## Work request
Pull every line containing "update" from the entries.

## Excerpted records
PR #258, opened 2022-03-17
Fix incorrect namespace used for caching function returns

### LINKED ISSUE #257: "update" caches public suffix list to wrong directory
Hi!

First off, I love `tldextract`, thanks for building it!

The way we use `tldextract` is slightly special, but used to be fully supported by the public API. Our docker containers don't have internet access, so when we build them, we cache the latest public suffix list. When our applications use `tldextract`, we configure it so that it uses the cache, and never needs an internet connection.
Upon upgrading to any 3.* version of `tldextract`, I noticed that the cache was no longer being used to look up information from the public suffix list.

Problem reproduction steps
----------------------------
First, run the command: `tldextract --update --private_domains`
Then create a basic test file:
```python
import os
from tldextract import TLDExtract

extractor = TLDExtract(cache_dir=os.environ["TLDEXTRACT_CACHE"])
extractor("www.google.com")
```

Now, create a conditional breakpoint [here](https://github.com/john-kurkowski/tldextract/blob/master/tldextract/cache.py#L93), where the condition is that `namespace` equals `publicsuffix.org-tlds`.

### Expected behaviour

When running the above program, the break point should be hit, but should not throw a `KeyError`.

### Actual behaviour

The breakpoint is hit once during the `__call__(…)`, and immediately throws a `KeyError` because it can't find the cache file.

Explanation
------------

The method `run_and_cache` accepts a namespace, which is used to calculate the cache file path. But when the file is downloaded, it uses the hardcoded namespace "urls", which places the file in the wrong location.

I'll write a PR that fixes this problem.

nicholas-plutoflume:
This PR fixes #257.

Currently, the namespace is not passed to the function that sets the cache, and instead the literal "urls" is passed. As a result, non-url related functions, such as the function to cache the public suffixes were not cached.

This PR fixes this by using the `namespace` argument which is passed in to the `run_and_cache` function, and adds a regression test.

### DIFF
--- a/tests/test_cache.py
+++ b/tests/test_cache.py
@@ -3,6 +3,7 @@ import os.path
 import sys
 import types
 from typing import Any, cast
+from unittest.mock import Mock
 
 import pytest
 import tldextract.cache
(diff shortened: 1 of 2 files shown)


tests/test_cache.py
```diff
@@ -72,3 +73,29 @@ def test_get_cache_dir(monkeypatch):
...
+    assert call2 == return_value1
+    assert some_fn.call_count == 1
+
+    kwargs2 = {"value": 2}
+    return_value2 = "another return value"
+    some_fn.return_value = return_value2
+
+    call3 = cache.run_and_cache(some_fn, "test_namespace", kwargs2, kwargs2.keys())
+    assert call3 == return_value2
+    assert some_fn.call_count == 2
```
john-kurkowski, line 101: Thanks for the thorough PR! 🙌 

My only nitpick is, I had trouble grokking the test case. We're asserting side effects, so it's going to be an indirect test case no matter what. I expanded coverage of `run_and_cache`'s expected behavior with a `Mock` and asserting `call_count`.  I'm not sure which version I prefer. What do you think?

nicholas-plutoflume: I agree, I like your version more. 👍 
The only trade-off is that we're now testing for implementation details instead of side-effects, but it does make the test easier to understand.

nicholas-plutoflume: (Then again, by passing a function that can fail and asserting that it doesn't throw an exception I guess I was doing both, testing the implementation _and_ side-effects)

john-kurkowski:
(Rebased)

john-kurkowski:
Thanks for the thorough PR and discussion!

PR #398, opened 2018-04-25
use specific pipeline image tags

gitlawr:
Related images need to be pushed to rancher registries such as `https://hub.docker.com/r/rancher/jenkins-jenkins`
@deniseschannon


deniseschannon:
LGTM

PR #403, opened 2018-04-25
add status mapper

aiwantaozi:
https://github.com/rancher/rancher/issues/13039
Flat status


aiwantaozi:
Will update to fix the build failed problem

PR #413, opened 2018-04-30
Pluggable driver

nathan-jenan-rancher:
This change gives rancher the ability to accept pluggable kontainer engine drivers
by adding the necessary types and removing the driver specific types.
    
Issue:
rancher/rancher#12698


apis/management.cattle.io/v3/cluster_types.go
```diff
@@ -120,110 +122,31 @@ type ClusterCondition struct {
...
-	// Network
-	Network string `json:"network,omitempty"`
-	// Sub Network
-	SubNetwork string `json:"subNetwork,omitempty"`
-	// Configuration for LegacyAbac
-	EnableLegacyAbac            bool   `json:"enableLegacyAbac,omitempty"`
-	EnableStackdriverLogging    *bool  `json:"enableStackdriverLogging,omitempty" norman:"default=true"`
-	EnableStackdriverMonitoring *bool  `json:"enableStackdriverMonitoring,omitempty" norman:"default=true"`
-	MaintenanceWindow           string `json:"maintenanceWindow"`
+func init() {
```
cjellick: move to top of file

StrongMonkey:
LGTM

apis/management.cattle.io/v3/schema/schema.go
```diff
@@ -140,14 +140,6 @@ func clusterTypes(schemas *types.Schemas) *types.Schemas {
 		MustImport(&Version, v3.ImportClusterYamlInput{}).
 		MustImport(&Version, v3.ImportYamlOutput{}).
 		MustImport(&Version, v3.ExportOutput{}).
-		MustImportAndCustomize(&Version, v3.ETCDService{}, func(schema *types.Schema) {
```
StrongMonkey: hmm...did you accidentally remove this?

apis/management.cattle.io/v3/schema/schema.go
```diff
@@ -253,7 +245,6 @@ func nodeTypes(schemas *types.Schemas) *types.Schemas {
 			schema.ResourceFields["clusterId"] = clusterField
 			schema.ResourceActions["cordon"] = types.Action{}
 			schema.ResourceActions["uncordon"] = types.Action{}
-			schema.ResourceActions["stopDrain"] = types.Action{}
```
StrongMonkey: is this related to your change?

apis/management.cattle.io/v3/kontainer_types.go
```diff
@@ -0,0 +1,42 @@
...
+	// Most recent observed status of the cluster. More info:
+	// https://github.com/kubernetes/community/blob/master/contributors/devel/api-conventions.md#spec-and-status
+	Status KontainerDriverStatus `json:"status"`
+}
+
+type KontainerDriverStatus struct {
+	ActualURL      string      `json:"actualUrl"`
+	ExecutablePath string      `json:"executablePath"`
+	Conditions     []Condition `json:"conditions"`
+	DisplayName    string      `json:"displayName"`
```
StrongMonkey: should displayName live in spec? i think that's how mapper works to find that field...

nathan-jenan-rancher: It should not live in spec because it is a computed field, not settable by the user.  Also, the mapping is working correctly even with it in status instead of spec.

apis/management.cattle.io/v3/schema/schema.go
nathan-jenan-rancher: Yes, I did.  Fixing now.

apis/management.cattle.io/v3/schema/schema.go
```diff
@@ -578,3 +578,17 @@ func clusterCatalogTypes(schemas *types.Schemas) *types.Schemas {
 			}
 		})
 }
+
+func kontainerTypes(schemas *types.Schemas) *types.Schemas {
+	return schemas.
+		AddMapperForType(&Version, v3.KontainerDriver{},
```
cjellick: drop the generic config field

client/management/v3/zz_generated_kontainer_driver.go
```diff
@@ -0,0 +1,137 @@
...
+	KontainerDriverFieldUUID                 = "uuid"
+	KontainerDriverFieldWhitelistDomains     = "whitelistDomains"
+)
+
+type KontainerDriver struct {
+	types.Resource
+	Active               bool              `json:"active,omitempty" yaml:"active,omitempty"`
+	ActualURL            string            `json:"actualUrl,omitempty" yaml:"actualUrl,omitempty"`
+	Annotations          map[string]string `json:"annotations,omitempty" yaml:"annotations,omitempty"`
+	BuiltIn              bool              `json:"builtIn,omitempty" yaml:"builtIn,omitempty"`
```
cjellick: make either readonly or drop it completely

apis/management.cattle.io/v3/schema_types.go
```diff
@@ -51,6 +52,7 @@ type Field struct {
 	ValidChars   string   `json:"validChars,omitempty"`
 	InvalidChars string   `json:"invalidChars,omitempty"`
 	Description  string   `json:"description,omitempty"`
+	DynamicField bool     `json:"dynamicField,omitempty"`
```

## Output of the exercise
### LINKED ISSUE #257: "update" caches public suffix list to wrong directory
First, run the command: `tldextract --update --private_domains`
Will update to fix the build failed problem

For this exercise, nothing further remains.